This was not who I’ve ever been.

I’m the type of personality that cannot leave things undone. I finish reading a book, even if I don’t like it (with the exception of raunchy books, I just won’t read those). I only once missed doing homework my entire school career. In college, I went to every single class, except for when I was deathly ill. I even went and gave a speech in my speech class in college with a 102 fever because my professor threatened an “F” if we didn’t show up to present. (He let me go home after my speech when he realized how sick I was.) I just didn’t give up, and I pushed through always.

So what was it about my handmade businesses and my former blog that made me give up?

I realize now that it’s because it wasn’t my “thing.” I was avoiding writing, the activity that always excited me and pushed me forward. Writing was the activity I always dreamed of doing as a kid. I knew as a young child that I was a writer.

Those other handmade sellers? Maybe it’s that they love hand lettering or making signs or sewing or making stationery. Maybe they get up every morning to create because that’s what fuels them; it’s not what burns them up.

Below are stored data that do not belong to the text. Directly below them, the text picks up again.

PR #5687, opened 2026-05-05
fix suggest extract function code action

giacomocavalieri:
I noticed the language server would suggest the extract function even when selecting multiple branches of a case expression, or pattern/guards of a branch:
Screenshot 2026-05-04 alle 17 24 20

This PR fixes it!


lpil (approved):
Thank you!!!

I joined a writing group last week. And, it spurred me on to set a concrete goal for finishing my novel. The date stands at September 30th, less than six months away. And, joining that group was the kick I needed. In the last week, I wrote 5,000 words, crushing my goal of 2,000. (For the record, I am finally admitting that setting goals actually does make a difference for writing.) I sit down and write for a few hours, and I write 1,000 words. It comes easier to me than any of the other projects ever did.

So, find your niche, find your passion and go after that. Don’t get sidetracked like I did, because all those other things aren’t sustainable.
Your passion is sustainable.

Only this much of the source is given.